▶ SUPPLIED INFORMATION:
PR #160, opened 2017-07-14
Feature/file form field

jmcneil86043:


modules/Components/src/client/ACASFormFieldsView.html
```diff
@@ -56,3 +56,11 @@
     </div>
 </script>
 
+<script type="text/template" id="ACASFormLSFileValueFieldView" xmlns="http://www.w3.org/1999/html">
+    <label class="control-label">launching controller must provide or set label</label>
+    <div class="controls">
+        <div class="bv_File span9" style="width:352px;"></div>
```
==
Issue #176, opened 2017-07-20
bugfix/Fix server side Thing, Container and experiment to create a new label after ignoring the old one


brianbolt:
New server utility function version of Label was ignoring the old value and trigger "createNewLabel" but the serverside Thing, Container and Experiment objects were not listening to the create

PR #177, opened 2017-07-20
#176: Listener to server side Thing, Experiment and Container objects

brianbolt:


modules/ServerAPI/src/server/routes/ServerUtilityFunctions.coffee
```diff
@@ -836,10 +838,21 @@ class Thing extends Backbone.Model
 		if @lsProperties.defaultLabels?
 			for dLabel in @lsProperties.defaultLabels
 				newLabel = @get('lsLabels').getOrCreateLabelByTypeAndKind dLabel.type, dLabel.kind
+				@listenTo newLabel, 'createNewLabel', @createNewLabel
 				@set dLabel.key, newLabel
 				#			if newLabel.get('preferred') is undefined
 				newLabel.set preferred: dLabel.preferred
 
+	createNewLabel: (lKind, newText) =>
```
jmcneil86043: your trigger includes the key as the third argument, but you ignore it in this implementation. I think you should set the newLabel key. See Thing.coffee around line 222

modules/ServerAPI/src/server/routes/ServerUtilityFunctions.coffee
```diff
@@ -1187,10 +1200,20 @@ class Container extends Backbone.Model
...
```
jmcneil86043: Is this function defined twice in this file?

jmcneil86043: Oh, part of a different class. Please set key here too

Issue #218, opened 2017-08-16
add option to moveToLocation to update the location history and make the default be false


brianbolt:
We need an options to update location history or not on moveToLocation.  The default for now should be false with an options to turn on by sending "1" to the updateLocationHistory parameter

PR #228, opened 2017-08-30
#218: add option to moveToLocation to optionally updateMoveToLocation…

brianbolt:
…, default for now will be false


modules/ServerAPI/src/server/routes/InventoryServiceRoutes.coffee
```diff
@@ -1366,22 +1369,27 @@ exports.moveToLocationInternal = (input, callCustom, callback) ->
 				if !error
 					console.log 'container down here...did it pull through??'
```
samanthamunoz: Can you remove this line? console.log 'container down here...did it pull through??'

▶ WORK TO COMPLETE: Please find every line in the records above that holds the word "lsProperties" and copy it.

▶ SOLUTION TO THIS TASK:
 		if @lsProperties.defaultLabels?
 			for dLabel in @lsProperties.defaultLabels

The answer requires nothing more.